Content starts
PR #4264, opened 2024-01-18
[Internal] Change Feed Processor: Adds AllVersionsAndDeletes support

### LINKED ISSUE #4007: FFCF API discussion
# FFCF API Discussion

I've made an initial PR for FFCF (aka AllVersionsAndDeletes) support in https://github.com/Azure/azure-cosmos-dotnet-v3/pull/4003 and this is to discuss the potential API

The main API for this feature is the addition of a new `ChangeFeedProcessorBuilder` in `Microsoft.Azure.CosmosDB.Container` which takes a new handler type `AllVersionsAndDeleteChangesHandler<T> (IReadOnlyCollection<ChangeFeedProcessItem<T>> changes, CancellationToken cancellationToken)` which is similar to the existing handlers, but instead of a `IReadOnlyCollection<T>` it wraps `T` in a `ChangeFeedProcessItem` which is a wrapper that contains the current and previous state of `T` and then the metadata.

The code reuses the `ChangeFeedMode` type from the other change feed code, but this necessitates the mode being passed through some other public API.

Currently there are no overloads that pass a default mode, but those could be added if we think they're necessary, I don't know how often they're actually meant to be called by a client.

When thinking about how to do this, I looked at the Java API, but it is a completely different system and I felt it was better to match what we have in the rest of the C# API for simplicity's sake.

API example

```csharp

var builder = container.GetAllVersionsChangeFeedProcessorBuilder<CartAction>("migrationProcessor", (ChangeFeedProcessorContext context, IReadOnlyCollection <ChangeFeedItemChange<CartAction>> changes, CancellationToken cancellationToken) =>
{
    Console.WriteLine(changes.Count + " Changes Received");


    {
    }
}

```

philipthomas-MSFT:
## Description

See [4007](https://github.com/Azure/azure-cosmos-dotnet-v3/issues/4007) for issue statement.

The deprecated forked PR exists [here](https://github.com/Azure/azure-cosmos-dotnet-v3/pull/4003).

## Type of change

## Closing issues

To automatically close an issue: closes #4007


Microsoft.Azure.Cosmos/tests/Microsoft.Azure.Cosmos.EmulatorTests/ChangeFeed/DynamicTests.cs
```diff
@@ -25,8 +26,11 @@ public async Task TestInitialize()
             await base.ChangeFeedTestInit();
 
             string PartitionKey = "/pk";
-            ContainerResponse response = await this.database.CreateContainerAsync(
-                new ContainerProperties(id: Guid.NewGuid().ToString(), partitionKeyPath: PartitionKey),
+            ContainerProperties properties = new ContainerProperties(id: Guid.NewGuid().ToString(), 
+                partitionKeyPath: PartitionKey);
+            properties.ChangeFeedPolicy.FullFidelityRetention = TimeSpan.FromMinutes(5);
```
philipthomas-MSFT, line 31: Need to change this. No need to set retention for non AllVersionsAndDeletes tests.

philipthomas-MSFT (commented):
Blocking myself because I want to include more test. But opened PR so that others can review and give feedback on the code enhancements.

Microsoft.Azure.Cosmos/src/ChangeFeedProcessor/ChangeFeedProcessorBuilder.cs
```diff
@@ -69,6 +69,17 @@ public ChangeFeedProcessorBuilder WithInstanceName(string instanceName)
             return this;
         }
 
+        /// <summary>
+        /// Sets the mode for the change freed processor.
+        /// </summary>
+        /// <param name="changeFeedMode"></param>
+        /// <returns>The instance of <see cref="ChangeFeedProcessorBuilder"/> to use.</returns>
+        internal ChangeFeedProcessorBuilder WithChangeFeedMode(ChangeFeedMode changeFeedMode)
```
ealsur, line 77: Should this be public for preview?

Microsoft.Azure.Cosmos/src/ChangeFeedProcessor/FeedProcessing/FeedProcessorFactoryCore.cs
```diff
@@ -46,6 +46,7 @@ public override FeedProcessor Create(DocumentServiceLease lease, ChangeFeedObser
             PartitionCheckpointerCore checkpointer = new PartitionCheckpointerCore(this.leaseCheckpointer, lease);
             ChangeFeedPartitionKeyResultSetIteratorCore iterator = ChangeFeedPartitionKeyResultSetIteratorCore.Create(
                 lease: lease,
+                mode: mode,
```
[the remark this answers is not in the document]
ealsur: Doing that simplifies the entire PR by reducing the file count and the Mode can be defaulted to LatestVersion.

Microsoft.Azure.Cosmos/src/Resource/Container/Container.cs
```diff
@@ -1325,6 +1323,25 @@ public abstract class Container
...
+#if PREVIEW
+        public
+#else
+        internal
+#endif
+        virtual ChangeFeedProcessorBuilder GetChangeFeedProcessorBuilderWithAllVersionsAndDeletes<T>(
+            string processorName,
+            ChangeFeedHandler<ChangeFeedItemChange<T>> onChangesHandler)
+        {
+            throw new NotImplementedException();
```
ealsur, line 1342: Is this throw expected? Or should it wire the Mode?

Microsoft.Azure.Cosmos/src/ChangeFeedProcessor/FeedProcessing/FeedProcessorFactoryCore.cs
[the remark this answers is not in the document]
ealsur: Looking at the other files, it does look like you added it there, in that case, they are available in `options.Mode`?

Microsoft.Azure.Cosmos/src/Resource/Container/Container.cs
```diff
@@ -433,7 +433,6 @@ public abstract class Container
         /// * "_ts": Gets the last modified time stamp associated with the item from the Azure Cosmos DB service.
         /// * "_etag": Gets the entity tag associated with the item from the Azure Cosmos DB service.
         /// * "ttl": Gets the time to live in seconds of the item in the Azure Cosmos DB service.
-        /// Note that, this API does not support the usage of <see cref="RequestOptions.IfMatchEtag"/> property at the moment.
```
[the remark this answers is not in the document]
philipthomas-MSFT: I can remove it. It is something Ian added. Not sure the context behind why.

Microsoft.Azure.Cosmos/src/Resource/Container/Container.cs
philipthomas-MSFT: I asked the same question to Ian, but not quite understanding the answer. The original [comment](https://github.com/Azure/azure-cosmos-dotnet-v3/pull/4003#discussion_r1344480347).

Microsoft.Azure.Cosmos/src/ChangeFeedProcessor/FeedProcessing/FeedProcessorFactoryCore.cs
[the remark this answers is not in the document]
philipthomas-MSFT: Yes, I can remove the _ChangeFeedMode_ from the signature of **Create**. I don't see a need to have that if we have it already in _ChangeFeedProcessorOptions_.

Microsoft.Azure.Cosmos/src/Resource/Container/Container.cs
ealsur: Seems like a placeholder where the wiring is expected

Microsoft.Azure.Cosmos.Encryption/src/Microsoft.Azure.Cosmos.Encryption.csproj
```diff
@@ -26,7 +26,7 @@
   <ItemGroup>
     <AdditionalFiles Include="..\..\Microsoft.Azure.Cosmos\src\stylecop.json" Link="stylecop.json" />
   </ItemGroup>
-	
+
```
ealsur, line 29: Undo this file, it is just changing whitespace

Microsoft.Azure.Cosmos/src/Resource/Container/ContainerInlineCore.cs
```diff
@@ -515,6 +515,89 @@ Task<ResponseMessage> func(ITrace trace)
...
+        /// await this.Container.DeleteItemAsync<dynamic>(id: "1", partitionKey: new PartitionKey("1"));
+        /// 
+        /// allProcessedDocumentsEvent.WaitOne(10 * 1000);
+        /// 
+        /// await changeFeedProcessor.StopAsync();
+        /// ]]>
+        /// </code>
+        /// </example>
+        /// <returns>An instance of <see cref="ChangeFeedProcessorBuilder"/></returns>
+#if PREVIEW
```
ealsur, line 589: This is always `public`, it is an `internal` class.

Microsoft.Azure.Cosmos/src/Resource/Container/Container.cs
```diff
@@ -1325,6 +1324,25 @@ public abstract class Container
...
+        /// <typeparam name="T">Document type</typeparam>
+        /// <param name="processorName">A name that identifies the Processor and the particular work it will do.</param>
+        /// <param name="onChangesHandler">Delegate to receive all changes and deletes</param>
+        /// <returns>An instance of <see cref="ChangeFeedProcessorBuilder"/></returns>
+#if PREVIEW
+        public
+#else
+        internal
+#endif
+        virtual ChangeFeedProcessorBuilder GetChangeFeedProcessorBuilderWithAllVersionsAndDeletes<T>(
```
ealsur, line 1339: The only design-level question I have is: If a customer starts a CFP with AllVersionsAndDeletes and afterwards changes it to LatestVersion (or viceversa) should it pick up the lease containuation? is that something we want to support? What was done in Java? cc @jcocchi

Microsoft.Azure.Cosmos/tests/Microsoft.Azure.Cosmos.EmulatorTests/ChangeFeed/GetChangeFeedProcessorBuilderWithAllVersionsAndDeletesTests.cs
```diff
@@ -0,0 +1,159 @@
...
+    using System;
+    using System.Collections.Generic;
+    using System.Linq;
+    using System.Threading;
+    using System.Threading.Tasks;
+    using Microsoft.VisualStudio.TestTools.UnitTesting;
+
+    [TestClass]
+    [TestCategory("ChangeFeedProcessor with AllVersionsAndDeletes")]
+    public class GetChangeFeedProcessorBuilderWithAllVersionsAndDeletesTests : BaseChangeFeedClientHelper
```
ealsur, line 16: For Emulator tests, please add them test suite for CFP on https://github.com/Azure/azure-cosmos-dotnet-v3/blob/master/Microsoft.Azure.Cosmos/tests/Microsoft.Azure.Cosmos.EmulatorTests/ChangeFeed/DynamicTests.cs

ealsur (commented):
Great progress! Some polishing comments and an open design question regarding lease compatibility

Microsoft.Azure.Cosmos/src/Resource/Container/ContainerInlineCore.cs
philipthomas-MSFT: Are we not Previewing this? Would have to change the access modifier of `ChangeFeedItemChange<T>` if we started removing #if PREVIEW from these methods and defaulting it to public so we need to keep it like it is unless we are saying we are skipping Preview.

Microsoft.Azure.Cosmos/src/Resource/Container/Container.cs
philipthomas-MSFT: Looking into it.

Microsoft.Azure.Cosmos/tests/Microsoft.Azure.Cosmos.EmulatorTests/ChangeFeed/GetChangeFeedProcessorBuilderWithAllVersionsAndDeletesTests.cs
ealsur: Thanks for the offline sync, the reason this requires a new test file is the initialization uses Retention

Microsoft.Azure.Cosmos/src/Resource/Container/ContainerInlineCore.cs
ealsur: `ContainerInlineCore.cs` is an internal file.

The public contracts are in `Container.cs`.

Microsoft.Azure.Cosmos/src/Resource/Container/Container.cs
ealsur: Could it be that they are using the mode as part of the lease `id`? Can Abhijeet confirm this?

Microsoft.Azure.Cosmos/src/Resource/Container/ContainerInlineCore.cs
kirankumarkolli: Public/preview is only limited at the contract scope. 
All implementation is shared.

philipthomas-MSFT: So, are we saying that we are good with changing `ChangeFeedItemChange<T>` also and it should not be behind `#if PREVIEW`? Changing the access modifier for `GetChangeFeedProcessorBuilderWithAllVersionsAndDeletes<T>` to public means that `ChangeFeedItemChange<T>` also needs to be public. Same thing applies to `ChangeFeedMetadata`. Get my point?

philipthomas-MSFT: _internal_ ContainerInline.Core (inherits)-> _internal_ ContainerCore (inherits)-> _internal_ ContainerInternal (inherits)-> _public_ Container

Container has
```
#if PREVIEW
        public
#else
        internal
#endif 
        abstract ChangeFeedProcessorBuilder GetChangeFeedProcessorBuilderWithAllVersionsAndDeletes<T>(
            string processorName,
            ChangeFeedHandler<ChangeFeedItemChange<T>> onChangesHandler);
```

But `ChangeFeedItemChange<T>` is used by all the types above which is a mix of _internal_ and _public_. This means that either we make `ChangeFeedItemChange<T>` _public_, or make the implementation of `GetChangeFeedProcessorBuilderWithAllVersionsAndDeletes<T>` in all internal types _internal_.

Or leave it as it is.

Microsoft.Azure.Cosmos/src/Resource/Container/Container.cs
philipthomas-MSFT: I am making `GetChangeFeedProcessorBuilderWithAllVersionsAndDeletes<T>` this abstract in _public_ Container.cs because there is no implementation. I am also moving the documentation/example here as well instead of the _internal_ types.

Microsoft.Azure.Cosmos/src/Resource/Container/Container.cs
philipthomas-MSFT: > Could it be that they are using the mode as part of the lease `id`? Can Abhijeet confirm this?

@jeet1995 can you weigh in. Thanks.

Microsoft.Azure.Cosmos/src/ChangeFeedProcessor/FeedManagement/PartitionSupervisorFactoryCore.cs
```diff
@@ -28,7 +28,7 @@ internal sealed class PartitionSupervisorFactoryCore : PartitionSupervisorFactor
             this.partitionProcessorFactory = partitionProcessorFactory ?? throw new ArgumentNullException(nameof(partitionProcessorFactory));
         }
 
-        public override PartitionSupervisor Create(DocumentServiceLease lease)
+        public override PartitionSupervisor Create(DocumentServiceLease lease, ChangeFeedMode mode)
```
ealsur, line 31: Where is the mode used here?

Microsoft.Azure.Cosmos/src/Resource/Container/Container.cs
kirankumarkolli: Otherwise how can that combination/condition will be detected? 

> CFP will not return documents if the mode is switched and also no exceptions 
Combination is very interesting. Won't CX interpret it as no-changes and CRI to us?

ealsur: If the mode is added to the `id` of the leases, then each mode will have different set of leases (similar to processorName/leasePrefix) and they won't mix. But we should be consistent with what Java did

ealsur: Thanks @jeet1995 for the details. I think the current code in this PR aligns with this behavior.

The point, which now might be a question for @jcocchi, is that the Continuation from one mode to the other is in theory valid, because it's just the LSN. The service won't fail or reject the request, but the behavior as described above, might be weird. 

Mainly because when switching inbetween modes, there might be scenarios that don't seem compatible. For example, if running an Incremental CFP, the Continuation might be an LSN older than the Full Fidelity Retention. If that CFP switches to AllVersionsAndDeletes, then the Continuation passed will be outside of retention.

In a nutshell the question is, do we want to support customers changing the mode? Do we want each mode to track different progress (for example, if we add the mode to the `id`, then each mode would create different set of leases and they would not mix) or do we want to throw an exception (the `mode` should be part of the lease and we should verify it matches with the CFP Builder mode).

jcocchi: Few comments:
- `AllVersionsAndDeletes` shouldn't support `startFromBeginning`, if this doesn't error currently it should definitely error. Let's track this as a future update for Java and verify the behavior in .NET.
- In the future, I want to leave the option open to support switching modes with the same leases, so I don't want to add `mode` to the `id`. Let's error on this scenario for now until we can test all edge cases. If the `mode` doesn't match what's stored in the lease then throw an exception.
    - @ealsur Reading an LSN outside of the retention could happen when switching modes as you mentioned, but it can also happen when reading old leases from `AllVersionsAndDeletes` mode itself. Switching modes may make it more likely for changes to be outside of retention, but deciding if a LSN is outside of the retention should happen in the backend and doesn't need to be a blocker for SDK design IMO. 
- @jeet1995 I'm confused about scenario 1. Sounds like you ingested 10 documents, read the 10 documents in `AllVersionsAndDeletes` mode then switched to `LatestVersion` mode. There were no new documents ingested after that so why would `LatestVersion` pick up anything? The `startFromBeginning` key only applies for the first run, if there is existing state in the leases then that takes precedence ([reference doc](https://azure.github.io/azure-cosmosdb-java/3.0.0/com/azure/data/cosmos/ChangeFeedProcessorOptions.html#startFromBeginning--)). Sounds like this scenario is functionally the same as scenario 2 for Java. @philipthomas-MSFT let's verify what happens in .NET.

jeet1995: @jcocchi - my bad - there is no prior test coverage for the lease sharing scenario therefore my assumption was a mode change shouldn't support a lease sharing scenario at least out of the box / the API ref doesn't call it out / `AllVersionAndDeletes` doesn't error out either when `StartFrom` is `BEGINNING` in the lease - so different modes don't have contextual knowledge of the same lease as of yet. Once I ran through the scenario, the lease is indeed shared with continuation being picked up in-line with the doc. I can validate the other scenario as well.

kirankumarkolli: > `startFromBeginning`: Will it never be supported ever? 

SDK once shipped is immutable. So one option is to error out from service => can evolve as service gets enriched more. True experience wise it needs one extra NW call for it to fail, seems a reasonable trade-off. 

> In the future, I want to leave the option open to support switching modes with the same leases, so I don't want to add mode to the id

Switching modes practically won't be atomic right? ex: multi-instance processor and the change needs to roll-through all nodes, otherwise the behavior will be non-deterministic. 

One option/alternative is to treat them as migrations. I.e. create a new lease container with the new mode with current LSN state. 

@jcocchi thoughts?

jcocchi: `startFromBeginning` should error from the service, and I tested that it does on the .NET Pull model. Not sure why CFP doesn't see it as invalid. Maybe CFP is only looking at LSNs, and the LSN was still in the retention window for this case? By design `startFromBeginning` means "beginning of container" `AllVersionsAndDeletes` max retention is 7 days or 30 days, so `startFromBeginning` could only work for new containers in that mode.

@kirankumarkolli agree switching modes needs design work and testing. Let's error for now without closing the opportunity to add support for this in the future. My only comment was adding `mode` to the `id` might make it difficult to support the scenario later.

kirankumarkolli: With CFP, the processor might attempt NW interaction only after its started, i.e. in background. So error will be observed by the application code (not-straight forward for troubleshooting). Can it be treated as fatal failure and stop the processor? @ealsur thoughts? 

On `switching modes`: Even to detect it the lease needs to have the previous mode context right? 
We can include the mode part of the lease and later in logic we can ignore if needed (logic change new CFP/SDK version refresh is needed by application)

ealsur: The only way is if we wired the detection of the mode change through the StartAsync operation. That is the only way you can stop the CFP from starting. Once started, everything is background, the processing cannot be stopped.

If we throw exceptions, if the customer has Notifications API wired, they would see them, but that's all

kirankumarkolli: That's right, even mode validation needs interaction with lead-container => NW interaction. May be StartAsync can be delayed till mode validation. 

`startfrombegining` in non-recoverable/fatal in-theory. May be we can get started with NotificationsAPI for now and later revisit based on CRI support-load?

jeet1995: @jcocchi / @philipthomas-MSFT - stopping `LatestVersion` CFP after an arbitrary no. of documents have been processed and continuing with `AllVersionsAndDeletes` CFP picks up from the continuation of the 'shared' lease in the Java SDK. 

For ref - https://github.com/jeet1995/azure-sdk-for-java/pull/8

philipthomas-MSFT: Hi. I am going to resolve this, but move this conversation since we are not blocking this PR. We will continue this conversation on a new issue once I can gather more information and grow my understanding. Thanks.

Microsoft.Azure.Cosmos.Encryption/src/EncryptionContainer.cs
```diff
@@ -1329,6 +1329,19 @@ private static ItemRequestOptions EncryptionContainerGetClonedItemRequestOptions
             return decryptedItems;
         }
 
+        private async Task<T> DecryptChangeFeedDocumentAsync<T>(
```
ealsur, line 1332: This seems no longer needed?

Microsoft.Azure.Cosmos/src/Resource/Container/Container.cs
```diff
@@ -1690,7 +1688,6 @@ public abstract class Container
         public abstract Task<IEnumerable<string>> GetPartitionKeyRangesAsync(
             FeedRange feedRange,
             CancellationToken cancellationToken = default);
-
 #endif
```
ealsur, line 1691: Undo this file

Microsoft.Azure.Cosmos/src/Resource/Container/ContainerCore.Items.cs
```diff
@@ -481,9 +482,31 @@ internal abstract partial class ContainerCore : ContainerInternal
             ChangeFeedObserverFactory observerFactory = new CheckpointerObserverFactory(
                 new ChangeFeedObserverFactoryCore<T>(onChangesDelegate, this.ClientContext.SerializerCore),
                 withManualCheckpointing: false);
-            return this.GetChangeFeedProcessorBuilderPrivate(processorName, observerFactory);
+            return this.GetChangeFeedProcessorBuilderPrivate(processorName,
+                observerFactory, ChangeFeedMode.LatestVersion);
         }
 
+        //////public override ChangeFeedProcessorBuilder GetChangeFeedProcessorBuilderWithAllVersionsAndDeletes<T>(
```
ealsur, line 489: Remove commented code

Microsoft.Azure.Cosmos/src/Resource/Container/ContainerCore.cs
```diff
@@ -11,11 +11,9 @@ namespace Microsoft.Azure.Cosmos
     using System.Threading;
     using System.Threading.Tasks;
     using Microsoft.Azure.Cosmos.ChangeFeed;
-    using Microsoft.Azure.Cosmos.ChangeFeed.Pagination;
-    using Microsoft.Azure.Cosmos.ChangeFeed.Utils;
+    using Microsoft.Azure.Cosmos.ChangeFeed.FeedProcessing;
```
ealsur, line 14: What is using this `using`?

Microsoft.Azure.Cosmos/src/Resource/Container/ContainerCore.cs
```diff
@@ -700,5 +698,26 @@ public override async Task<CollectionRoutingMap> GetRoutingMapAsync(Cancellation
                 changeFeedIteratorCore,
                 responseCreator: this.ClientContext.ResponseFactory.CreateChangeFeedUserTypeResponse<T>);
         }
+
+        public override ChangeFeedProcessorBuilder GetChangeFeedProcessorBuilderWithAllVersionsAndDeletes<T>(
```
ealsur, line 702: This probably should go to ContainerCore.Items.cs along with all the other CFP methods

Microsoft.Azure.Cosmos/tests/Microsoft.Azure.Cosmos.EmulatorTests/BaselineTest/TestBaseline/LinqTranslationWithCustomSerializerBaseline.TestMemberInitializer.xml
```diff
@@ -0,0 +1,48 @@
+﻿<Results>
+  <Result>
+    <Input>
+      <Description><![CDATA[Filter w/ DataObject initializer with constant value]]></Description>
```
ealsur, line 4: Undo this file

Microsoft.Azure.Cosmos/tests/Microsoft.Azure.Cosmos.EmulatorTests/BaselineTest/TestBaseline/LinqTranslationWithCustomSerializerBaseline.TestMemberInitializerDotNet.xml
```diff
@@ -0,0 +1,236 @@
+﻿<Results>
+  <Result>
+    <Input>
+      <Description><![CDATA[Filter w/ constant value, camelcase = True]]></Description>
```
ealsur, line 4: Undo this file

Microsoft.Azure.Cosmos/tests/Microsoft.Azure.Cosmos.EmulatorTests/BaselineTest/TestBaseline/LinqTranslationWithCustomSerializerBaseline.TestMemberInitializerMultiSerializer.xml
```diff
@@ -0,0 +1,236 @@
+﻿<Results>
+  <Result>
+    <Input>
+      <Description><![CDATA[Filter w/ constant value, camelcase = True]]></Description>
```
ealsur, line 4: undo this file

Microsoft.Azure.Cosmos/tests/Microsoft.Azure.Cosmos.Tests/BaselineTest/TestBaseline/PartitionKeyHashBaselineTest.Lists.xml
```diff
@@ -1,32 +1,32 @@
...
-			<PartitionKeyHashV2>B6-3D-B6-C4-3A-4F-1B-01-4C-63-B0-C2-E6-28-E8-12-A6-0C-6C-BE-5A-2D-38-6E-5D-AE-1A-AC-94-21-6B-6C-88-A6-18-5D-2D-D5-1C-96-D0-47-75-B7-2E-FA-BE-08</PartitionKeyHashV2>
-		</Output>
-	</Result>
+  <Result>
+    <Input>
+      <Description>1 Path List</Description>
+      <PartitionKeyValue>["/path1"]</PartitionKeyValue>
+    </Input>
+    <Output>
+      <PartitionKeyHashV1>00-00-00-00-00-00-00-00-00-00-00-00-0A-A1-CC-05</PartitionKeyHashV1>
```
ealsur, line 8: Undo this file

philipthomas-MSFT: Ok, thanks.. So, I think we need to have some conversation about UpdateContracts powershell.

Microsoft.Azure.Cosmos/tests/Microsoft.Azure.Cosmos.EmulatorTests/BaselineTest/TestBaseline/LinqTranslationWithCustomSerializerBaseline.TestMemberInitializerMultiSerializer.xml
philipthomas-MSFT: Ok, thanks.. So, I think we need to have some conversation about UpdateContracts powershell.

Microsoft.Azure.Cosmos/tests/Microsoft.Azure.Cosmos.EmulatorTests/BaselineTest/TestBaseline/LinqTranslationWithCustomSerializerBaseline.TestMemberInitializerDotNet.xml
philipthomas-MSFT: Ok, thanks.. So, I think we need to have some conversation about UpdateContracts powershell.

Microsoft.Azure.Cosmos/tests/Microsoft.Azure.Cosmos.EmulatorTests/BaselineTest/TestBaseline/LinqTranslationWithCustomSerializerBaseline.TestMemberInitializer.xml
philipthomas-MSFT: Ok, thanks.. So, I think we need to have some conversation about UpdateContracts powershell.

Microsoft.Azure.Cosmos/tests/Microsoft.Azure.Cosmos.Tests/BaselineTest/TestBaseline/PartitionKeyHashBaselineTest.Lists.xml
ealsur: Yeah. UpdateContracts.ps1 seems to be affected by the local machine's spacing settings or something like that, I personally dont know

Microsoft.Azure.Cosmos/src/Resource/Container/Container.cs
jcocchi: Thanks for verifying in Java @jeet1995! 

I think that is the desired long-term behavior, but based on this conversation both .NET and Java should throw when the change feed mode is switched and the leases are the same for the time being. We can cover it offline, and it's non-blocking as Philip mentioned.

Microsoft.Azure.Cosmos/src/Resource/Container/ContainerCore.cs
philipthomas-MSFT: > What is using this `using`?

`CheckpointerObserverFactory` belongs to `using Microsoft.Azure.Cosmos.ChangeFeed.FeedProcessing`

Microsoft.Azure.Cosmos/src/Resource/Container/ContainerCore.Items.cs
```diff
@@ -1213,17 +1219,38 @@ private string ContcatCachedUriWithId(string resourceId)
                 trace: trace,
                 cancellationToken: cancellationToken);
         }
+        public override ChangeFeedProcessorBuilder GetChangeFeedProcessorBuilderWithAllVersionsAndDeletes<T>(
```
kirankumarkolli, line 1222: `ContainerCore.Items.cs` is an internal class not public contract right? 
Isn't it needs to be public API on Container.cs?

philipthomas-MSFT: We already determined that we are not making this public because of the current conversation on switching change feed modes.

ealsur, line 1222: nit: Line space with previous `{`

Microsoft.Azure.Cosmos/src/Resource/Container/ContainerCore.cs
```diff
@@ -11,11 +11,8 @@ namespace Microsoft.Azure.Cosmos
     using System.Threading;
     using System.Threading.Tasks;
     using Microsoft.Azure.Cosmos.ChangeFeed;
-    using Microsoft.Azure.Cosmos.ChangeFeed.Pagination;
-    using Microsoft.Azure.Cosmos.ChangeFeed.Utils;
     using Microsoft.Azure.Cosmos.Diagnostics;
     using Microsoft.Azure.Cosmos.Pagination;
```
ealsur, line 15: undo this file

ealsur (approved):

Microsoft.Azure.Cosmos/src/Resource/Container/Container.cs
philipthomas-MSFT: Compiling all the feedback in this discussion and transferring it [here](https://github.com/Azure/azure-cosmos-dotnet-v3/issues/4308) along with some clarifying questions. Once I have a solid understanding and alignment on the direction, I will finalize, implement and deliver. Thanks. @kirankumarkolli @ealsur @jeet1995 @jcocchi

kirankumarkolli (approved):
Content ends
### Exercise prompt
Please show, exactly as written, every line above that contains the word "along".

### Expected output
ealsur, line 702: This probably should go to ContainerCore.Items.cs along with all the other CFP methods
philipthomas-MSFT: Compiling all the feedback in this discussion and transferring it [here](https://github.com/Azure/azure-cosmos-dotnet-v3/issues/4308) along with some clarifying questions. Once I have a solid understanding and alignment on the direction, I will finalize, implement and deliver. Thanks. @kirankumarkolli @ealsur @jeet1995 @jcocchi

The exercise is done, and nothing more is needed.